Les symptômes de la maladie peuvent varier selon les plantes-hôtes mais comprennent en général une réduction du volume et des fonctions des racines, entraînant un rabougrissement de la plante et une chlorose du feuillage. La pourriture racinaire à Aphanomyces est une pathologie végétale de grande importance pour l'agriculture aux États-Unis, en Europe, en Australie, en Nouvelle-Zélande et au Japon. La lutte contre cette maladie consiste à rechercher des variétés résistantes, assurer un bon drainage du sol, à faire des recherches du pathogène dans le sol pour éviter les parcelles infectées et à pratiquer des rotations longues.
Liste des sous-taxons
[modifier | modifier le code]Selon NCBI (11 juin 2013)[1] :
- Aphanomyces euteiches f.sp. phaseoli
Hôtes et symptômes
[modifier | modifier le code]Les hôtes d'Aphanomyces euteiches sont des plantes annuelles ou vivaces de la famille des Fabaceae, notamment le pois (Pisum sativum), la luzerne (Medicago sativa), le haricot commun (Phaseolus vulgaris), la fève (Vicia faba), le trèfle violet (Trifolium pratense) et le trèfle blanc (Trifolium repens)[2],[3]. La forme spéciale Aphanomyces euteiches f.sp. pisi est d'un intérêt particulier car elle est responsable de la pourriture racinaire du pois et la plus nuisible sur le plan économique des formes de pourriture racinaire du pois[3]. En Amérique du Nord, des populations génétiquement distinctes d' Aphanomyces euteiches montrent une spécificité d'hôtes, mais une telle spécificité n'a pas été observée en Europe.
Du fait qu'Aphanomyces euteiches est un pathogène infectant les racines, les symptômes primaires apparaissent sur les tissus des racines et des tiges au-dessous du niveau du sol. Les racines infectées apparaissent souvent grises et gorgées d'eau, devenant finalement molles et de couleur brun-miel ou brun noirâtre. L'infection provoque une réduction du volume des racines et un affaiblissement de leur fonction, y compris une diminution de la nodulation racinaire, entraînant une réduction de l'absorption d'eau et de nutriments, ce qui conduit à des symptômes secondaires sur les parties aériennes de la plante. Ces derniers symptômes peuvent comprendre la chlorose des cotylédons et la nécrose des épicotyles ou des hypocotyles, le rabougrissement et le flétrissement du feuillage[2],[3]. Ces symptômes sont variables selon les hôtes. Les plantes infectées et les modes d'infection dans les champs correspondent souvent à des zones présentant un mauvais drainage, ce qui peut résulter d'un compactage du sol, de sa texture (forte teneur en argile) ou d'une humidité excessive due à l'irrigation ou à la pluie[2]. Les symptômes sont généralement similaires chez les diverses légumineuses, cependant l'évolution de la maladie dans le temps et son mode de propagation peuvent varier selon les hôtes et entre vivaces et annuelles. Chez le pois et le haricot, les lésions tendent à progresser vers le haut dans les tissus de la plante, en commençant par l'épicotyle, puis vers l'hypocotyle, pour finalement s'étendre au-dessus du niveau du sol. Les lésions sur l'épicotyle du pois virent au noir, puis forment une région pincée au-dessus des cotylédons. Les lésions sur les haricots, par contre, ont un aspect aqueux caractéristique, de couleur gris-verdâtre, et sont fermes au toucher. Chez la luzerne, les symptômes incluent la chlorose des cotylédons, qui peuvent ensuite se nécroser.
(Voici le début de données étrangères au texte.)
PR #1205, opened 2026-09-21
feat(skills): score an agent session that ran somewhere else

jswir:
Stacked on #1173. Base is `jswir/eval-harness-ground-truth`; retarget to `main` once that merges.

## Why

The eval loop can only score sessions it ran itself. `run_answerer` spawned the answerer and parsed its stream-json into ledger events in one function, so "get the transcript" and "run the agent" were the same act. A session that ran in a host's own app never entered the loop, which meant the traffic most worth measuring was the traffic we could not see.

This adds the other entry point. Scoring is unchanged: `eval-answer`, `eval-diagnose` and `eval-improve` cannot tell where a session ran.

## How

The unification point is the ledger, reached through a file the harness already reads. Four things were already host-agnostic and are reused rather than duplicated:

- `mcp_payload.entity_hits` already parses the hosted source-centric `GetContextResponse`.
- `resource_json()` already falls back to a bare JSON body "because a hosted MCP may return the JSON body directly".
- `attempt.contaminated` was already `bool or "unknown"`, `"unknown"` meaning no host log exists.
- `--rebuild` already re-derives a whole run from `artifacts/<qid>/answerer.jsonl` with zero model calls.

So: `run_answerer` splits into `capture_answerer` and `derive_attempt`; `log_transcript.build_transcript` turns a host's request-log rows into that same file; `fetch_transcripts.py` pulls the rows per case. Scoring is then the existing `run_baseline.py --rebuild`. No new parser and no new ledger writer.

## What a source can supply decides what a run may claim

| Tier | Source carries | Can measure | Cannot |
|---|---|---|---|
| T1 | the tool calls | retrieval recall, bare-target rate, scoping, construction | anything about the answer |
| T2 | plus the agent's prose | the above, and a judged verdict | contamination |
| T3 | plus a host-side tool log | the above, and contamination decided | nothing |

A spawned run is always T3. **A T1 run has no pass rate**: every attempt scores `verdict: null` with the new reason `no_answer_captured`, decided before the judge is called. Pinned in `run.json` as `source` and `sourceTier`, derived from the attempts, and the tier is the *weakest* any attempt had.

`score_retrieval.score_case` already takes `verdict: str | None`, so T1 needed no new scoring code.

## Verified against a real arm, not just fixtures

Two Publishers (model + isolated truth) over malloy-samples `ecommerce`, semantic retrieval, all 49 goldens verified (45 re-derived, 4 unanswerable skipped).

| Run | Source | Tier | Result |
|---|---|---|---|
| baseline | spawned | T3 | 5 of 6 decided (83%) |
| replay_t1 | logs | T1 | no pass rate, recall 100% |
| replay_t2 | logs | T2 | 5 of 6 decided |

**`flip_table.py` reports 0 flips between the spawned arm and its log-replayed twin.** Same passes, same stable fail, same stable near_match.

## Three defects found by running it, not by reading it

**1. A clean logged run read as a compromised one.** The isolation checks, run over a transcript with no `system/init` event, recorded *"no init event: cannot verify what the answerer held"* as a BREACH. It landed in the contamination histogram, voided the verdict, and printed "isolation breached" about a session where nothing was breached and nothing was checked. Now skipped when the transcript declares no host log, with `contaminated: "unknown"` and no reasons, which is what the ledger contract already said. A test pins that the spawned case still reports it.

**2. The judge was handed the broken query.** The final query is the last call the server *answered*, so a transcript where every call looks successful hands over whatever ran last, which for an agent that made a syntax error and then fixed it is the broken one. Measured on 8 real attempts with no per-call outcomes: 4 of 8 changed their final query, 3 lost their error counts, 1 of 8 tool-call streams matched. Rows now carry `error`; hosts log compile errors and nothing for successes, which is exactly the asymmetry needed. After: 8/8 streams, 0/8 error counts, 7/8 final queries.

**3. A T2 fetch with no prose still claimed `answer_captured: true`**, so the judge would compare an empty answer against the golden and score a real agent as having said nothing. Now downgraded to T1 per session.

The one remaining `final_query` difference is the tier, not a bug: its baseline source was `declared` (the agent printed the query in its answer), and at T1 there is no prose. Documented as the concrete form of "the log cannot see what the agent did after the rows came back".

## Also: `PUBLISHER_MCP_TRACE=retrieval` is a no-op

`eval-loop/SKILL.md` told conductors to enable retrieval tracing and to **refuse a scored run without it**. Nothing reads that variable. The store was written and never merged (`c6cd87e5`; #1101 squash-landed only the `skills/` tree), so at HEAD there is no `mcp_traces` table, no trace tool, and `traceId` is null on every local attempt, while `serve.py` dutifully set it.

Nothing was broken by its absence, because `rankedSummary` is copied onto each `tool_call` at capture precisely so evidence survives without a trace store. So the instruction is corrected rather than the store re-landed.

## Doctrine

`reference/log-scrape.md` lands from the branch it was written on and never merged (cases from traffic). `reference/replaying-a-logged-session.md` is new (scoring a session that already ran). Host specifics stay out of the tree: `--logs-scope` and `--source-*` are arguments, and no vendor table name appears in either script.

## Testing

`bun run test:skills-python` 24/24 green. New: 25 tests in `log_transcript_test.py` (including the round-trip that asserts the *full set* of fields differing between a spawned and a rebuilt transcript, so a future silent loss fails the test), 16 in `fetch_transcripts_test.py`, 14 added to `run_baseline_test.py` (174 total, the pre-existing 160 unedited).

Not run: full `bun run test`, which binds port 4000.

## Out of scope

Publishing the `credible-logs` package. Publisher-side request logging in the same shape, which would make the T1 fetch one query on either side, is a separate change with three policy calls to settle first: persisting `execute_query` responses contradicts `ledger-schema.md:207`, `c6cd87e5` is an explicit prior decision against server-side eval persistence, and the old store evicted by count with no age bound.


jswir:
Superseded by #1207: rebased onto `main` after #1173 merged. GitHub auto-closed this one when its base branch `jswir/eval-harness-ground-truth` was deleted.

Bien que les symptômes provoqués par Aphanomyces euteiches puissent être difficiles à distinguer de ceux causés par d'autres pathogènes infectant les racines des plantes (tels que Pythium, Rhizoctonia et Fusarium), il y a quelques différences nettes. La pourriture racinaire due à Aphanomyces entraîne rarement la pourriture des semences ou la fonte des semis. Les lésions caractéristiques causées par les différents pathogènes sont aussi différentes. L'infection par Fusarium provoque le noircissement ou le rougissement des tissus vasculaires, et l'infection due au Rhizoctonia entraîne la formation de lésions déprimées, chancreuses[2]
Aphanomyces euteiches ne présente pas de signes macroscopiques, mais les oogones et les oospores peuvent être observés dans les tissus racinaires à l'aide d'un microscope composé[2].
Cycle de la maladie
[modifier | modifier le code]La pourriture racinaire due à Aphanomyces est un exemple de maladie monocyclique, causant un seul cycle d'infection par saison. Au contraire, les maladies polycycliques peuvent infecter de nouveaux hôtes et entraîner plusieurs cycles de maladie au cours d'une même saison[2]. Aphanomyces euteiches n'est pas saprophyte par nature, mais on peut le cultiver en laboratoire[3].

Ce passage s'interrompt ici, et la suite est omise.